→ What is needed
Each line in the data holding "extensions" should be listed.

——

PR #607, opened 2026-04-27
prep snapit for OIDC

robin-drexler:
see https://github.com/Shopify/ui-extensions/blob/2026-07-rc/.github/workflows/deploy.yml#L26 as an example for a config that has been updated alredy

We're bumping snapit so it works with OIDC and we're adding the necessary permissions. 

We can't test this yet unfortunately. So we might have to make some adjustments soon.

### DIFF
--- a/.github/workflows/snapit.yml
+++ b/.github/workflows/snapit.yml
@@ -9,6 +9,10 @@ jobs:
   snapit:
     name: Snapit
     runs-on: ubuntu-latest
+    permissions:
+      contents: read
+      pull-requests: write
+      id-token: write # Required for OIDC authentication
     steps:
       - uses: actions/checkout@11bd71901bbe5b1630ceea73d27597364c9af683 # v4.2.2
         with:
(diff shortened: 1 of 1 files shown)


.github/workflows/snapit.yml
```diff
@@ -9,19 +9,26 @@ jobs:
...
+      pull-requests: write
+      id-token: write # Required for OIDC authentication
     steps:
       - uses: actions/checkout@11bd71901bbe5b1630ceea73d27597364c9af683 # v4.2.2
         with:
           token: ${{ secrets.SHOPIFY_GH_ACCESS_TOKEN }}
 
       - uses: ./.github/workflows/actions/prepare
 
+      - name: Update npm to 11.7
```
robin-drexler, line 23: same as in ui-extensions. needed to ensure OIDC flows work

.github/workflows/snapit.yml
```diff
@@ -9,19 +9,26 @@ jobs:
...
+
       - name: Create snapshot
-        uses: Shopify/snapit@v0.0.14
+        uses: Shopify/snapit@v0.1.0
         env:
           GITHUB_TOKEN: ${{ secrets.SHOPIFY_GH_ACCESS_TOKEN }}
-          NPM_TOKEN: ${{ secrets.NPM_TOKEN }}
-          NODE_AUTH_TOKEN: ${{ secrets.NPM_TOKEN }}
+          NPM_TOKEN: '' # Empty string forces OIDC
+          NPM_CONFIG_PROVENANCE: true
```
robin-drexler, line 31: https://github.com/Shopify/snapit#:~:text=Set%20NPM_CONFIG_PROVENANCE%3A%20true%20environment%20variable

robin-drexler:
closed in favor of https://github.com/Shopify/remote-dom/pull/608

——

→ Result of this exercise
see https://github.com/Shopify/ui-extensions/blob/2026-07-rc/.github/workflows/deploy.yml#L26 as an example for a config that has been updated alredy
robin-drexler, line 23: same as in ui-extensions. needed to ensure OIDC flows work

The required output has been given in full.